# (2017) Preview Hyatt Properties???



## Binspira (Aug 14, 2017)

This October, we are looking to rent from Oct 5th - Oct 8th in Key West - Is there a way to rent thru Hyatt (or private owner) since we wanted to see their timeshare property. We would allow up to 1 hour presentation and then will decline, yet, really wanted to understand the property better before making a purchase. 

In addition, we are also going to Carmel later in October and will be staying at the hotel vs the timeshare for 2 nights. Ideally, we would get a tour and see a couple units.

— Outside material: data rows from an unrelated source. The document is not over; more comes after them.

PR #238, opened 2017-11-06
refactoring Agentassignment

redv:
UPDATED

Changes:
1. Added the MultilistBox class.
- extends the Control class.
- allow to multiselect items.
- allow to build hierarchical trees. Hierarchical "hover" and "select" can works too.
- uses strategy pattern for "hover" and "select" rendering.
- uses strategy pattern to make a decision about visible/invisible items.
- uses strategy pattern for behaviour during selection actions.
- can be use either with ScrollBar or without ScrollBar.
- works only for vertical orientation (yet).
2. Several changes in the Control class.
- added SelectionSize to the Control class. It's an area which can be hovered and selected. The old Size is the area where the Control rendered. In most cases they're the same but not for the MultilistBox.
- changed meaning of the Control::preRender(). From now this method implements any operations other than graphical. It should call before the render() method if used controls which should adjust theyself just before rendering. I.e. if controls resize because of other controls.
- uses strategy pattern for ~~Control::update()~~ Control::preRender() performing.
3. Refactored the AgentAssignment.
- added drag&drop transfering between base and vehicle lists.
- generates the selected agents list for Raid and Extermination actions.
- generates the selected vehicle list (will be used for the Alert screen);
- click on agent's icons starts the agent's equip screen;
- click on vehicle's icons starts the vehicles screen.

Disadvantages:
1. Buildings icons is not vanilla. I don't know which image resources should be used.
2. ~~The right tree without scroll bar and not syncronised with the left tree.~~
3. The "Raid" action could not be started because cannot to load some image item.

Pictures (outdated):
1. Xcom base (has been opened by the agent button)

assignment10_base

2. On the fly (has been opened by the vehicle button)

assignment11_fly

3. Ready for raid (has been opened by the click on a building)

assignment12_raid

Outdated pictures:
1. Multiselection

assignment1_select

2. Drag

assignment2_move

3. Drop

assignment3_drop

4. Agents assigned to vehicle

assignment4_hover1

5. New selection

assignment5_new_selection

6. Drag to another vehicle

assignment6_move2

7. Drop and agents assigned to another vehicle

assignment7_drop2

### DIFF
--- a/data/forms/city/agentassignment.form
+++ b/data/forms/city/agentassignment.form
@@ -35,19 +35,19 @@
     </graphicbutton>
     <multilistbox id="AGENT_SELECT_BOX" scrollbarid="AGENT_SELECT_SCROLL">
         <position x="16" y="32"/>
-        <size width="228" height="328"/>
+        <size width="506" height="328"/>
         <item size="0" spacing="2"/>
         <hovercolour r="255" g="255" b="255" a="255"/>
         <selcolour r="128" g="180" b="255" a="255"/>
     </multilistbox>
 
-	<multilistbox id="VEHICLE_SELECT_BOX"> <!--scrollbarid="AGENT_SELECT_SCROLL"-->
+	<!--multilistbox id="VEHICLE_SELECT_BOX">
         <position x="271" y="32"/>
         <size width="228" height="328"/>
         <item size="0" spacing="2"/>
         <hovercolour r="255" g="255" b="255" a="255"/>
         <selcolour r="128" g="180" b="255" a="255"/>
-    </multilistbox>
+    </multilistbox-->
 
     <multilistbox id="DRAGGED_AGENT_BOX">
         <item size="0" spacing="2"/>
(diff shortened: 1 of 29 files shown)


makus82:
NICEEEEEE !!! Redv thats really good addon =]

makus82:
strange why vehicles list on top hover xcom logo ?
move little bit down =]

redv:
1. Yes :) but need optimization. At least one more commit.
2. It because of wrong size of XCom control or vehicle control. Will be fixed.

FranciscoDA:
Hey, great job!
BTW: it seems the travis (linux) build is failing because you forgot to add the new files in the following file: game/ui/CMakeLists.txt

redv:
Thanks
It will be fixed.

redv:
Updated.

makus82:
Отлично работает !
скролинг кстати в окнах не работает

redv:
I believe that original implementation is more complex. The left and the right trees should be placed inside one item. One item per building. These items should be inside a list which controlled by scroll bar on the right side.

redv:
Added:
- scrolling support;
- properly bases names;
- method which returns selected vehicles;
- tree for alert screen rendered properly.

assignment30_alert_and_names

makus82:
Chic! =D

redv:
thanks :)

Istrebitel:
This is so fucking cool! Great work

redv:
thanks :)

PR #258, opened 2017-11-23
Update Physfs to 3.0.1

JonnyH:
Adds cleanups, fixes some warnings, "official" iso9660 support allows us to drop some openapoc-specific hacks


JonnyH:
Dropped in favor of #275

Issue #253, opened 2017-11-22
Passenger Module does not add additional passengers to craft


FilmBoy84:
Tested with the Valkyrie and one passenger module, the capacity of the craft does not raise to 12 as it should, instead staying at 8.
The passenger module should add four passengers per module

FranciscoDA:
Whoops, I screwed up in a previous commit. Will fix ASAP

FilmBoy84:
This still appears bugged under 0.1-83.

Now any number of agents can be added to a craft, regardless of number of passenger modules!
For example i can currently fit all 15 of my agents in the Valkyrie with no extra modules.
Passengers are listed as 15/8! :D

redv:
Whoops! It will be fixed.

FilmBoy84:
Issue fixed by @redv
Closing

PR #270, opened 2017-11-26
fixed enterVehicle()

redv:
- fixed issue #253 "Now any number of agents can be added to a craft, regardless of number of passenger modules!"
- pixelperfection for AgentAssignment


data/forms/city/agentassignment.form
```diff
@@ -34,21 +34,13 @@
         <imagedepressed>BUTTON_SCROLL_DOWN_DEPRESSED</imagedepressed>
     </graphicbutton>
     <multilistbox id="AGENT_SELECT_BOX" scrollbarid="AGENT_SELECT_SCROLL">
-        <position x="16" y="32"/>
```
JonnyH: Was this change intended to be in this commit?

If it's fixing a different issue (e.g. misaligned form), it probably makes sense to have a separate commit

makus82: Hey Jonny offtopic but look pls i create PR wich readme)

Issue #254, opened 2017-11-22
Player does not start with correct vehicle equipment


FilmBoy84:
The Valkyrie should already have a cargo module and a passenger module at the start of play.
Currently this is not the case under OpenApoc.
Will add further vehicle specs to this as i find them.

Valkyrie In OpenApoc; missing Cargo Module and Passenger Module
![image](https://user-images.githubusercontent.com/33913088/33224503-ec1de8f0-d161-11e7-8fd0-ddb254bf18a4.png)

makus82:
check all good =]

FilmBoy84:
Excellent, Valkyrie does have a passenger module and cargo module now. Thanks @makus82 and @FranciscoDA

makus82:
So we should close this ?)

FilmBoy84:
Yep, close it, everything appears to start with the correct modules at the moment.

PR #276, opened 2017-11-27
set correct initial equipment for vehicles

FranciscoDA:
Now all the initial equipment for vehicles must be defined explicitly. Don't assume that the initial equipment is the same as the vehicle's default.
See issue #254


JonnyH:
I somewhat suspect there must be a table somewhere in the original .exe that lists this, that we *could* extract, but seems a rather large amount of effort for very little gain so I'm happy with this.

Issue #274, opened 2017-11-27
Game crash/use-after-free of Vehicle in Vehicle::update() with DepartToSpace mission


JonnyH:
The DepartToSpace mission calls Vehicle::die in the mission update function, which removes the vehicle object to be destroyed. This then returns into Vehicle::update(), which then continues to use the (now deleted) Vehicle object.

This can cause crashes, "unexpected" behaviour, and all kinda of weirdness. Plus, it makes valgrind/sanitizers unhappy.

PR #293, opened 2017-12-02
workaround for vehicle update & die

redv:
fixed issue #274 "Game crash/use-after-free of Vehicle in Vehicle::update() with DepartToSpace mission"

BTW need a refactoring actually


JonnyH:
A workaround is better than a crash - even if it's not particularly clean...

It may be a good idea to implement something similar for all state objects used by the Tile Engine - it would be interesting to test if the original destroyed objects instantly, or waited until the end of the tick.

As far as I can see, destroying stuff instantly could cause slight non-deterministic behavior, for example if two projectiles would hit an object in the same tick, the one that happened to be processed first could 'destroy' the object allowing the second to pass through the now-empty tile - and I don't like non-determinism.

If objects aren't destroyed until the end of the tick, /both/ would hit, removing both projectiles form play.

Probably not a massive deal - the average player likely wouldn't notice - but as I said I like determinism - it makes debugging easier :)

PR #296, opened 2017-12-03
Reduced the number of calculations for the cityview interpolated palette

redv:
- Reduced the number of calculations for interpolated palette.
- Also decreased the number of allocations/deallocations.

### DIFF
--- a/game/ui/tileview/citytileview.cpp
+++ b/game/ui/tileview/citytileview.cpp
@@ -67,6 +67,8 @@ CityTileView::CityTileView(TileMap &map, Vec3<int> isoTileSize, Vec2<int> stratT
 		mod_day_palette.push_back(newPal[0]);
 		mod_twilight_palette.push_back(newPal[1]);
 		mod_night_palette.push_back(newPal[2]);
+		mod_interpolated_palette.push_back(mksp<Palette>());
+		interpolated_palette_minute.push_back(0);
 	}
 
 	selectedTileImageBack = fw().data->loadImage("city/selected-citytile-back.png");
@@ -990,11 +992,11 @@ void CityTileView::update()
 	counter = (counter + 1) % COUNTER_MAX;
 
 	// Pulsate palette colors
-	colorCurrent += (colorForward ? 1 : -1);
+	colorCurrent += colorForward;
 	if (colorCurrent <= 0 || colorCurrent >= 15)
 	{
 		colorCurrent = clamp(colorCurrent, 0, 15);
-		colorForward = !colorForward;
+		colorForward = -colorForward;
 	}
 
 	// The palette fades from pal_03 at 3am to pal_02 at 6am then pal_01 at 9am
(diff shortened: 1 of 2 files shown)


JonnyH:
Possibly of interest:
https://github.com/JonnyH/OpenApoc/tree/WIP/PR-296-int-palette-interpolation

I had a quick play around, and it looks like gcc generates vectorised code at -O3, and it's actually about equally as fast between int/float if you enable avx2 (tested on a 6700hq).

At -O2 and below, integer stuff is a bit faster.

MSVC seems to fail completely at the float path, trying to unroll but failing to vectorise - possibly as it can't figure out if the pointers alias (gcc, for example, checks if the pointers overlap, falling back to the 'slow' version if they do, or declaring the input __restrict__ allows it to assume they don't overlap).

MSVC's __restrict keyword on the interpolate() inputs doesn't seem sufficient to workaround this, possibly as the docs suggest it's not propagated down, so we'll need a __restrict version of Palette::colours[] and Colour::r,g,b,a too?

Not compared directly to the previous openapoc version, but pulling out the get/set stuff and implementing it directly in the Palette class will also probably make the compiler's job easer.

redv:
Yes, avx works fast, but leads to increased power consumption. What may reduce cpu frequency. Especially for popular CPUs with "U" suffix. What may reduce overall performance for non-avx instructions and leads to cooler's noise (big issue for my notebook :)
https://computing.llnl.gov/tutorials/linux_clusters/intelAVXperformanceWhitePaper.pdf
> Workloads using Intel AVX instructions may reduce processor frequency

and
> Workloads that utilize a very high percentage of Intel AVX2 may operate closer to the AVX base frequency

I think, if possible to use integer calculations, then better to use integer calculations.

JonnyH:
I played around with a few integer implementations and vectorised examples here: https://gist.github.com/JonnyH/4e3a57d8ee5fb763b0430ab2cfcd5612

(Also fixed the integer implementations compared to my previous comment - sorry about that! Plus, it doesn't round but truncates, which matches the current implementation too)

My takeaway: On an i7-6700hq (laptop so if there was some throttling/power limit going on I'd expect it to be hit):
There's no advantage over any of the 3 integer implementations I could think of over the float version (1 was actually noticeably slower) without hand-vectorizing.

Hand-vectorising, however, gives a good speedup with an integer implementation with ssse3, processing 16 elements at a time gives over 2x speedup compared to the compiler-vectorized implementations.

32 elements at a time is even faster, nearly 2x over that, but required avx2. As this isn't really "dense" avx2 code, it likely hasn't hit the limits mentioned. Plus the fact that a palette interpolation takes time to the order of 80 nanoseconds it probably won't even measure on any performance/power usage tools as it will be lost in the noise.

redv:
Really interesting results.
Interpolate1 so slow just because of division.
I used to think that float based algorithms always slower because any separate float instruction slower than the same integer.

JonnyH:
The floating point stuff is normally done in a different pipeline, so long as you don't need the result before the latency it probably won't affect things - or even be faster if you're blocked on the integer pipeline (for address generation or other ops)

And most of the time it's more efficient to complete operations quicker and idle for longer than use a slower path that uses fewer chip resources, even if using those fewer resources causes it to draw less power, as the sum power used is normally power.

JonnyH:
FYI I just updated that gist above with a version of "vec16" that directly uses sse intrinsics (ssse3 required), allowing MSVC support. Should be pretty much the same speed as the vec16 it's based on, asm looks sane, but not actually compared runtime perf....

redv:
The integer version may be faster.
The `(num - factor)/num` and `factor/num` is just a proportions. If the `factor` can change from 0 till `num` then not a big difference what is the `num` exactly.
I.e. `num = 255`, then `factor = f * 255.0f` and `mix_unorm8 = (a * (255 - factor) + b * factor) / 255`
If `num = 345`, then `factor = f * 345.0f` and `mix_unorm8 = (a * (345 - factor) + b * factor) / 346`
Or if the `num = 1000`, then `factor = f * 1000.0f` and `mix_unorm8 = (a * (1000 - factor) + b * factor) / 1000`

But, obviously, most optimal option is `num = 256` and `factor = f * 256.0f`
and `mix_unorm8 = (a * (256 - factor) + b * factor) >> 8` as in the very first test case. Which should be a bit faster than other integer cases but, I think, cannot bit ssse and avx.

JonnyH:
I don't know how much of an advantage changing the scale would benefit - as already the compiler lowers the integer divide into a multiply and shift (and I did the same in the ssse3 intrinsic version) - there may be some opportunity to interleave more than 1 to get the best out of the CPU's pipelines and avoid stalls, but that's starting to get cpu-implementation specific, and *really* not worth the time for something that takes perhaps 1/80000th of a frame (assuming 60fps = 16ms, and it took ~20 ns for a single interpolation)

JonnyH:
We can push an optimized palette interpolate function as a separate change - I'll probably try to figure out what the best combination of (supported by compiler ) x (supported by processor) x (speed) is - probably a "base" integer version, an ssse3 intrinsics version for msvc, and the vec16 vector_size extension for clang/g++ (as it generates the same code as the ssse3 intrinsic version on x86, but also supports other processors, like arm)

Plus I suspect my playing around with this is more "fun" than "useful" - as I said in a comment above it's such a tiny part of the frame time - it's likely the cpu overhead for passing a new Palette to the renderer is an order of magnitude more expensive than the interpolation itself :)

redv:
I think this work is more "useful" than "fun" because allow to use optimal decision in similar cases.

PR #313, opened 2017-12-12
implemented the BribeScreen

redv:
- Implemented the BribeScreen.
- Since the relation is float instead of int, changed the calculation of thresholds.
`	float x = this->getRelationTo(other);`
`	if (x < -50)	{ return Relation::Hostile; }`
`	else if (x < -25)	{ return Relation::Unfriendly; }`
`	else if (x < 25)	{ return Relation::Neutral; }`
`	else if (x < 75)	{ return Relation::Friendly; }`
`	else	{ return Relation::Allied; }`
It is not exactly like vanilla, but very close. This approach allow to simplify calculations and reduce the number of bugs. Another approach is use the int relation like vanilla.

The screen:
bribe_openapoc

### DIFF
--- a/data/forms/city/bribe.form
+++ b/data/forms/city/bribe.form
@@ -1,0 +1,54 @@
+<?xml version="1.0" encoding="UTF-8"?>
+<openapoc>
+  <form id="FORM_SCORE_SCREEN">
+    <style minwidth="640" minheight="480">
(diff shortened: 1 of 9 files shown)


makus82:
be au ti ful

redv:
Thanks
tumblr_inline_mmr7u5q6481qz4rgp

Issue #260, opened 2017-11-23
No vehicle matching ID "VEHICLE_794" CTD


FilmBoy84:
From the Log following a CTD...

`W 52740355833 bool __cdecl OpenApoc::Vehicle::popFinishedMissions(class OpenApoc::GameState &): No next vehicle mission, going idle
E 52741482678 class std::shared_ptr<class OpenApoc::Vehicle> __cdecl OpenApoc::Vehicle::get(const class OpenApoc::GameState &,const class OpenApoc::UString &): No vehicle matching ID "VEHICLE_794"
  0x00000001402F9D30 PHYSFS_writeSLE16+0x15f400
  0x000000014020208A PHYSFS_writeSLE16+0x6775a
  0x00000001401FFD3A PHYSFS_writeSLE16+0x6540a
  0x00000001400A784C PHYSFS_swapULE64+0x6600c
  0x000000013FFA3D32 PHYSFS_swapULE64+0xfffffffffff624f2
  0x000000013FF7F210 PHYSFS_swapULE64+0xfffffffffff3d9d0
  0x000000014017E015 PHYSFS_swapULE64+0x13c7d5
  0x0000000077A159CD BaseThreadInitThunk+0xd
  0x0000000077C4A561 RtlUserThreadStart+0x21
`

FilmBoy84:
Just a heads up
This CTD has now bugged two games.
Both on the "Easy Map"
Both with vehicle ID 794~
Clicking "Limp Along" takes you straight back to desktop.

JonnyH:
That backtrace looks incorrect, like it can't find the debug symbols (so it's just using the closest symbol it can find, which happens to be physfs).

If you're using the appveyor builds - can you extract the 'debug' package over the top? So the .pdb files are in the same directory as the .exe?

And "try to limp along" simply won't work for some errors (like this), as the error is effectively saying "We're just about to crash, and here is why:", so trying to continue just crashes :)

As a longer term goal, it may be possible to dump the current 'save' state on error, it might give us useful info about what's wrong... But that may fall into exactly the same problem (if the internal data can't be trusted, we may just crash trying to write the save)

FilmBoy84:
@JonnyH No problem, will aim to get on testing with the debug package over the top when i get back from work on Monday...

Currently up to my eyeballs in young Gymnasts :D

makus82:
how young? ) hope its legal XD

FilmBoy84:
[...]

Issue #317, opened 2017-12-14
Another Vehicle ID based CTD


Darkestaxe1:
[openapoc_log.txt](https://github.com/OpenApoc/OpenApoc/files/1557735/openapoc_log.txt)

[save_DKX.zip](https://github.com/OpenApoc/OpenApoc/files/1557738/save_DKX.zip)

Not sure what exactly what does or doesn't cause this one, but I got it by:
-Made new game (medium)
-Investigated first infested building (preemptively) with Valkyrie
-Sold all my starting craft
-Built a bunch of workshops (debug F10)
-Started construction on an annihilator and two retaliaters (debug F10)
Passing time then caused CTD: No vehicle matching ID "VEHICLE_793"

Using build OpenApoc-v0.1-150-gef071d58

redv:
Its looks like the same bug as two previous. This bug happens after selling vehicles.
You can try build which contains fix #316 
https://ci.appveyor.com/project/OpenApoc/openapoc/build/0.0.45

Darkestaxe1:
https://ci.appveyor.com/project/OpenApoc/openapoc/build/0.0.45/job/h2f3xhnmd9i83fni/artifacts

If you look at the filenames you will see that they are OpenApoc-v0.1-150-gef071d58. Maybe I should have called it build 0.0.45? At any rate it's a clean new game start-to-crash in gef071d58/0.0.45.

I don't know if it's related to the old crashes or if it was introduced by your fix, but my money is on the former. I crashed out of several games with these errors before I got frustrated and started making bug reports, and a lot of the crashes I was getting were in cases like this one.

I started another game after it and was able to manufacture up some craft just fine when I didn't sell off my starting craft first. However I started getting errors when saving after sending an Annihilator through a portal and selling off my vehicles. The errors said something about a mission state and I was able to limp through. Those saves CTD on loading. 

Serialization failed: "Invalid enum value for enum OpenApoc::VehicleMission::MissionType:"" vehicles.xml:/vehicles/entry/entry/entry/entry/entry/entry/entry/entry/entry/entry/entry/entry/entry

I suspect you squashed a worker ant and we're looking for the queen.

FilmBoy84:
It appears this is related to issue #260 as @redv has pointed out this relates to the parts of the code dealing with sales/transactions being a complete mess and most likely needing a refactoring before a fix can be made...

Can this report be merged with Issue #260 ?

redv:
[...]

PR #327, opened 2017-12-31
fixed vehicle.die()

redv:
fixed issue #260 "No vehicle matching ID "VEHICLE_794" CTD"


redv:
also fixed #317 "Another Vehicle ID based CTD" because its the same bug.

FilmBoy84:
This appears to have fixed the vehicle bug, although agents still seem to have trouble being removed if sold/transferred, have updated #260 and post the following

"@redv The vehicle crash seems fixed, however, the problem seems to have extended to Agents too, this bug still occurs...

image
image"

Issue #255, opened 2017-11-22
Emergency Vehicles do not pick up crashed road vehicles


FilmBoy84:
Experiencing a problem with a CoS bike not being picked up by a flying emergency vehicle when it crashed. The emergency vehicle flies around the bike aimlessly diving and rising.
Tested on "Easy" Map.

makus82:
Alex say early that we need finish some ground vechicles mechanics  .. somthing like that

FilmBoy84:
Hopefully this issue will be fixed soon.
After a day or two of things building up, so many recovery missions are underway the game slows to a crawl and crashes...

[save_Medium 1.zip](https://github.com/OpenApoc/OpenApoc/files/1528061/save_Medium.1.zip)

FilmBoy84:
This issue seems to cause MASSIVE slow-down in the cityscape, possibly linked to the performance issues referenced in #247 . Can it be fixed promptly please? Many games are doomed to slowing to a crawl or CTD with the sheer number of unrecovered vehicles on the cityscape after a couple of days.

FilmBoy84:
Between 2345 and 2355 this CTD seems to occur...

![image](https://user-images.githubusercontent.com/33913088/34469901-0751e8f8-ef1f-11e7-9d08-1c53e348fec2.png)
![image](https://user-images.githubusercontent.com/33913088/34469903-0de4d89c-ef1f-11e7-9062-ccde1d3ade1d.png)

FilmBoy84:
Vehicles are cleared at last :) Thanks @redv 
However, for some reason smoke from their crash remains in the game, this probably needs fixing too

![image](https://user-images.githubusercontent.com/33913088/34538380-10d86dd8-f0c4-11e7-8b8b-5a011897a408.png)

redv:
Fixed smoke issue. The fix will work for newly crashed vehicles or a new game.

FilmBoy84:
@redv resolved this issue
can no longer replicate
Closing

PR #331, opened 2018-01-03
fixed the mission RecoverVehicle

redv:
fixed issue #255 "Emergency Vehicles do not pick up crashed road vehicles".

### DIFF
--- a/game/state/city/vehicle.cpp
+++ b/game/state/city/vehicle.cpp
@@ -359,6 +359,10 @@ class FlyingVehicleMover : public VehicleMover
 		}
 		if (vehicle.crashed)
 		{
+			if (vehicle.smokeDoodad)
+			{
+				vehicle.smokeDoodad->update(state, ticks);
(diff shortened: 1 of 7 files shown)


FilmBoy84:
Many thanks @redv for fixing this, i shall get right into testing this evening and report back on issue #260 / #317 as well as check that #255 is totally resolved before letting you know.

FilmBoy84:
@redv 
Have left an update to #255 regarding smoke not disappearing.
Have also introduced a new issue #332 that has started to occur in the most recent 0.1-169 version.

redv:
fixed issue #332 "No vehicle matching pointer". Its because CoS tries to loot UFOs.
fixed issue #333 "City Organisations recover UFOs before X-COM". Because CoS rescue allied Aliens.

redv:
fixed smoke issue as described in #255 
This fix will work only for newly crashed vehicles or a new game.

My guess is we'll end up buying in Carmel after that visit. 

Any suggestions on how to stay in Key West for 3 nights and not be attacked by Mexico-like timeshare presentation? And/or get a tour while in Carmel?

Thanks, 

Binspira


----------



## alwysonvac (Aug 14, 2017)

You'll probably learn more about Hyatt from TUG but Hyatt has offers on their website if you want to visit the resorts - http://www.hyattresidenceclub.com/hvc/en/offers.html

For example,

Key West: 4 days/3 nights in a two bedroom is $199/night - https://keywest.hyattresidenceclub.com/#.html
Carmel: 4 day/3 nights in a one bedroom is $159/night - https://carmel.hyattresidenceclub.com/#.html


----------



## sts1732 (Aug 15, 2017)

alwysonvac said:


> You'll probably learn more about Hyatt from TUG but Hyatt has offers on their website if you want to visit the resorts - http://www.hyattresidenceclub.com/hvc/en/offers.html
> 
> For example,
> 
> ...


I believe the prices showing, require you to attend the dog and pony show. You would probably be better off to rent. Check out the classifieds here.


----------



## Caligirlfrtx (Aug 16, 2017)

Those links have expired


----------



## Tucsonadventurer (Aug 16, 2017)

If you go to the Hyatt residence club web site, click on properties. There are a few that have vacation offers. Click on the links next to the property names. I believe you can go to 1 per year and are required to attend a prsentation. Good luck 


Caligirlfrtx said:


> Those links have expired


----------



## alwysonvac (Aug 16, 2017)

The links still work for me or are you saying what is posted on their website has expired? If so, they really should remove those links from their site. 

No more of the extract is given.